The main difference between Microsoft 365 Basic and the existing $6.99-per-month Microsoft 365 Personal is that Basic does not include access to the desktop versions of Word, Excel and PowerPoint.
“We know many people are using our services today, but some of them run out of storage or want additional benefits that you don’t get with the free Microsoft 365 experience,” Gareth Oystryk, director of product marketing for Microsoft 365, told The Verge. “We also designed this specifically with Windows users in mind.”
The introduction of a lower-cost tier comes after Microsoft announced it was dropping Office branding for its suite of productivity tools in October. The switch started in November and is still being rolled out, with Microsoft set to rename its Office app on mobile and Windows to Microsoft 365 later this month.
The Office name has been in use by Microsoft for over 30 years. For many years, Office dominated the market and components such as Word and Excel were synonymous with documents and spreadsheets.
The move toward cloud-based services has not been very kind to Office, however. The once-dominant Office had a market share of 27% as of Jan. 3, compared with Google LLC, which has a 63% market share for Workspace and a further 6% share through Google Sheets.
Whether rebranding Office to Microsoft will make any difference other than consistent branding is yet to be seen.

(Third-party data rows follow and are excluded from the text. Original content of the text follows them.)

Issue #461, opened 2023-08-26
⚙Tech Debt: remove `deep-equal` as dependency


benmccann:
`deep-equal` has over 40 dependencies if I recall correctly. Also, `fast-deep-equal` and `dequal` are already in the dependency tree, so I'd recommend switching to one of those libraries

PR #471, opened 2023-08-29
refactor: migrate from deep-equal to dequal

mcmxcdev:
## Changes
- remove `deep-equal` and `@types/deep-equal` dependencies
- install `dequal` dependency
- replace usages of `deep-equal` with `dequal` in combobox `create.ts` and `array.ts` helper

## Motivation

I had a look at https://npmtrends.com/deep-equal-vs-dequal-vs-fast-deep-equal and compared the different options through:

- https://arve0.github.io/npm-download-size/#deep-equal
- https://arve0.github.io/npm-download-size/#fast-deep-equal
- https://arve0.github.io/npm-download-size/#dequal

Looking at the lockfile, I found more dependencies using `dequal` rather than `fast-deep-equal` under the hood, so I went with that. The lib is also much newer and had its latest commit in 2022. 

Also I remember lukeed (author of `dequal`) being part of the Svelte community, so there might be some overlap and an easier path forward to reach him in case of bugs etc.

Closes https://github.com/melt-ui/melt-ui/issues/461

### DIFF
--- a/package.json
+++ b/package.json
@@ -60,7 +60,7 @@
 	"dependencies": {
 		"@floating-ui/core": "^1.3.1",
 		"@floating-ui/dom": "^1.4.5",
-		"deep-equal": "^2.2.2",
+		"dequal": "^2.0.3",
 		"focus-trap": "^7.5.2",
 		"nanoid": "^4.0.2"
 	},
@@ -89,7 +89,6 @@
 		"@testing-library/jest-dom": "^5.17.0",
 		"@testing-library/svelte": "^4.0.3",
 		"@testing-library/user-event": "^14.4.3",
-		"@types/deep-equal": "^1.0.1",
 		"@types/jest-axe": "^3.5.5",
 		"@types/prettier": "^2.7.3",
 		"@types/testing-library__jest-dom": "^5.14.9",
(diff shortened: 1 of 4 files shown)


mcmxcdev:
Looking at the CI failures, it seems that https://github.com/melt-ui/melt-ui/actions/runs/6018311020/job/16326259233?pr=471 is definitely not related to my PR and should be handled separately.

Not sure about https://github.com/melt-ui/melt-ui/actions/runs/6018311020/job/16326259086?pr=471, I guess I will wait for PR feedback.

TGlide:
@mcmxcdev thank you for the PR!

About the tests, the Portal test is a bit flakey. I'll merge this and continue testing to see if it still occurs.

It does worry me that dequal hasn't been updated in over a year, but it has zero deps, and is only a single file with an MIT license, so worse case scenario we just copy it over and do modifications on it.

mcmxcdev:
> It does worry me that dequal hasn't been updated in over a year, but it has zero deps, and is only a single file with an MIT license, so worse case scenario we just copy it over and do modifications on it.

I agree with you, but I think it's not a big deal for the same reasons you mentioned!

PR #485, opened 2023-09-03
[Table of Contents]: add mutation observer

### LINKED ISSUE #450: 🌟Feature request: Include the heading node in TableOfContentsItem
**Is your feature request related to a problem? Please describe.**
I want to customise the way `TableOfContentsItem` is rendered, having the possibility of adding icons and deciding wether the hierarchy is expanded/collapsed by default.

**Describe the solution you'd like**
Passing the whole heading node to `TableOfContentsItem` will provide maximum flexibility to the way we render the elements.

```
export type TableOfContentsItem = {
    title: string;
    index: number;
    id: string;
    node: HTMLHeadingElement; <- this
    children?: TableOfContentsItem[];
};
```

```
<h2 data-icon="house" data-collapsed>Hello</h2>
```
I can then read the properties I care about from the node and decide how to render/style them.

**Describe alternatives you've considered**
- It could also be possible to only pass a whitelisted set of properties to it
```
createTableOfContents({ extraPropertiesPrefix: 'data-toc-', ... })
```
The type will be:
```
export type TableOfContentsItem = {
    title: string;
    index: number;
    id: string;
    extraProperties: Record<string, string>
    children?: TableOfContentsItem[];
};
```
```
<h2 data-toc-icon="house" data-toc-collapsed>Hello</h2>
```
- Also, since I have access to the id of the element, I could read those properties myself without having to change anything on the library, but I think this will be helpful for others.

**Additional context**

Captura de pantalla 2023-08-24 a les 15 33 57

### LINKED ISSUE #476: 🌟Feature request: Make Table of Contents reactive so that it changes if the page content does
**Is your feature request related to a problem? Please describe.**

Currently the Table of Contents does not update when the page content updates. When the ToC is in a `layout` file we can just wrap it with a `#key` block, but when changing content within a page which makes headers appear or disappear it causes problems, because instead of the new headings appearing we still have the old ones, which stop working on click of course because the element they belong to has been deleted.

**Describe the solution you'd like**

We could add a change event listener to the selector element and update the headings list if there are changes to the headings.

**Describe alternatives you've considered**

It could be possible to use stores within pages that feed back to the layout and refresh the ToC there, but that is unintuitive and not very elegant.

bennymi:
**Changes:**
- add a mutation observer that checks if new headings were added or removed and updates the headings list if yes
- add the original heading node to the list of returned items so people have more control over how headings are displayed in the ToC
- update returns of builder function to match current structure
- update types

Addresses the following issues:
- Closes #476 
- Closes #450

### DIFF
--- a/src/lib/builders/table-of-contents/create.ts
+++ b/src/lib/builders/table-of-contents/create.ts
@@ -8,6 +8,7 @@ import type { Defaults } from '$lib/internal/types';
 
 import { onMount } from 'svelte';
 import { get, writable, type Writable } from 'svelte/store';
+import { dequal } from 'dequal';
 
 import type {
 	Heading,
@@ -59,13 +60,17 @@ export function createTableOfContents(args: CreateTableOfContentsArgs) {
 	let headingsList: HTMLHeadingElement[] = [];
 	let elementsList: Element[] = [];
 	/** Lookup to see which heading an element belongs to. */
-	const elementHeadingLU: ElementHeadingLU = {};
+	let elementHeadingLU: ElementHeadingLU = {};
 	/** Lookup to see which parent headings a heading has. */
-	const headingParentsLU: HeadingParentsLU = {};
+	let headingParentsLU: HeadingParentsLU = {};
 	/** List of the active parent indexes. */
 	const activeParentIdxs: Writable<number[]> = writable([]);
 	/** List of the indexes of the visible elements. */
 	const visibleElementIdxs: Writable<number[]> = writable([]);
+
+	let elementTarget: Element | null = null;
+
+	let mutationObserver: MutationObserver | null = null;
 
 	let observer: IntersectionObserver | null = null;
 	const observer_threshold = 0.25;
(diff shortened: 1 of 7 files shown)


src/lib/builders/table-of-contents/create.ts
```diff
@@ -109,10 +115,13 @@ export function createTableOfContents(args: CreateTableOfContentsArgs) {
...
 
-	function generateInitialLists(): void {
+	function generateInitialLists(elementTarget: Element) {
+		let headingsList: HTMLHeadingElement[] = [];
+		let elementsList: Element[] = [];
+
 		const includedHeadings = possibleHeadings.filter((h) => !exclude.includes(h));
 
-		const elementTarget = document.querySelector(selector);
+		// const elementTarget = document.querySelector(selector);
```
TGlide, line 124: We can remove this comment :)

TGlide (approved):
Awesome, LGTM! Just one small comment, and please make sure the lint and check pipelines are passing.

P.S. You can use `pnpm run lint:write` and `pnpm run check`

TGlide (approved):
Thank you!!

crisguitar:
thanks so much for this!

PR #486, opened 2023-09-03
fix: Select isSelected function for single option.

wildcant:
Hey guys, this is the same as https://github.com/melt-ui/melt-ui/pull/464 but for the Select builder.
It's not letting me use object as values.


TGlide (approved):
Thank you for the PR!

PR #487, opened 2023-09-04
fix: ensure type safety for `disabled` prop

kelvindecosta:
I'm wondering whether it makes more sense to do the following instead, since I've seen `data-disabled="undefined"` sometimes:

```diff
{
-    disabled: $disabled ?? undefined,
+    ...($disabled ? { disabled: true } : {}),
}
```

### DIFF
--- a/src/lib/builders/accordion/create.ts
+++ b/src/lib/builders/accordion/create.ts
@@ -100,7 +100,7 @@ export const createAccordion = <Multiple extends boolean = false>(
 				// generate the content ID here so that we can grab it in the content
 				// builder action to ensure the values match.
 				return {
-					disabled: $disabled || disabled,
+					disabled: ($disabled || disabled) ?? undefined,
 					'aria-expanded': isSelected(itemValue, $value) ? true : false,
 					'aria-disabled': disabled ? true : false,
 					'data-disabled': disabled ? true : undefined,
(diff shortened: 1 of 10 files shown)


src/lib/builders/accordion/create.ts
```diff
@@ -86,7 +87,7 @@ export const createAccordion = <Multiple extends boolean = false>(
 
 				return {
 					'data-state': isSelected(itemValue, $value) ? 'open' : 'closed',
-					'data-disabled': disabled ? true : undefined,
+					'data-disabled': disabledAttr(!!disabled),
```
TGlide, line 90: I don't think we should required the `!!`. If its `undefined` we treat it as false inside the function.

TGlide (commented):
Thank you for the PR!

src/lib/builders/accordion/create.ts
kelvindecosta: It is currently required for type-safety since `disabledAttr` takes in a `boolean`:

https://github.com/melt-ui/melt-ui/blob/2201f0adc75e20601b0748710110e4a81c56d441/src/lib/internal/helpers/attr.ts#L1-L3

Would it make more sense to take in `boolean | undefined`?

TGlide: > Would it make more sense to take in boolean | undefined?

Yes!

TGlide (approved):

Issue #488, opened 2023-09-04
🌟Feature request: Focus to first input on click when Pin Input is fully empty regardless of which individual input was clicked


yekta:
**Is your feature request related to a problem? Please describe.**
Kinda. When the `Pin Input` is fully empty and when I click on any of the individual inputs, I expect the first input field to be focused since there is not much point for a user to want to focus to say 4th input if the pin input field is fully empty.

**Describe the solution you'd like**
If `Pin Input` is fully empty, I would like the first input field to be focused when I click anywhere in the `Pin Input`. This makes hitting the `Pin Input` target easier. I don't see a use case for actually wanting to click say 4th input while the entire `Pin Input` field is empty. Usually you just want to click the field as fast as possible and enter the pin as fast as possible.

yekta:
> This is tricky. Here are my thoughts.
> 
> This would make it similar in behaviour to a normal input would, with just different looks. If that is desired, what you describe is ideal. But it goes beyond that.
> 
> Let's imagine we have a pin input with 4 characters.
> 
> * Fully empty and I click? Focus on the first.
> * If we have `1 2 ○ ○`, when I click on an empty field, it should probably always focus the first empty field.
> * What if I have `1 2 3 4`, and delete the first two numbers? Should it become `3 4 ○ ○`, like a normal input would, or `○ ○ 3 4`, how we visually would expect it to?
> * If I click on an empty field in `○ 2 ○ 4`, what should it do?
> * ...
> 
> I think this will lead us to a road where the behaviour of pin-input becomes unpredictable. There are some things we can do to improve experience though.
> 
> * Make it so only the first empty element has tabIndex="0". If all are filled, make the last filled item have tabIndex="0".
> * Add Home and End key handlers
> 
> And one thing that we already do: No matter which input is focused when you paste a code. it will do its best to fill the pin input accordingly. e.g. if the code is `1234`, and I'm focused on the 3rd input and I press paste, the result will be `1 2 3 4`, and not `○ ○ 1 2`.

I don’t think you need to answer all those questions to implement the rule I suggested 🤔

Rest of the rules you can evaluate completely separately. I’m suggesting a single rule, based on a single condition. I don’t think there is a single use-case for wanting to click to say the third field if all fields are empty. If anything, I think the rule I suggested makes the pin field more predictable not less. I have opinions about other rules as well but I didn’t write them in detail because majority of the gain in my opinion comes from the rule I suggested. Rest of the rules include more complicated conditions.

[...]

PR #492, opened 2023-09-06
Feat: Focus first empty input on pininput focus

huntabyte:
Closes: #488

When focusing on an individual input within a pin input, we'll check to see if the previous input's value is empty. If so, we focus on the previous input and do so until we find the first input in the pin input with a value, or focus all the way back to the first input.


TGlide:
Closed for reasons mentioned in #488

PR #514, opened 2023-09-11
Add Fathom analytics

huntabyte:
Just need to add those two env vars to Vercel and this will be good to go :)


TGlide (approved):
Awesomeee, thank you! ❤️

PR #515, opened 2023-09-11
tooltip builder `disableHoverableContent` option

aaronjbecker:
This PR adds `disableHoverableContent` as an option to the tooltip builder function. The behavior is consistent with same option in Radix and the implementation simply removes the content element from the polygon used for isMouseInTooltipArea. 

Default for the option is false, same as current behavior. I experimented with the docs example and the change works but I haven't implemented any rigorous testing.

However, some experts look at the rebranding unfavorably. Holger Mueller from Constellation Research Inc. previously told SiliconANGLE that most marketing experts are cringing at the thought of tossing away such as well-defined and -understood offering.
“Satya Nadella may be driving product simplification a tad too hard here,” Mueller said. “Sooner or later all that will be left from Microsoft’s core brands will be Microsoft 365 and Azure. Windows is still there, of course, but one wonders for how long.”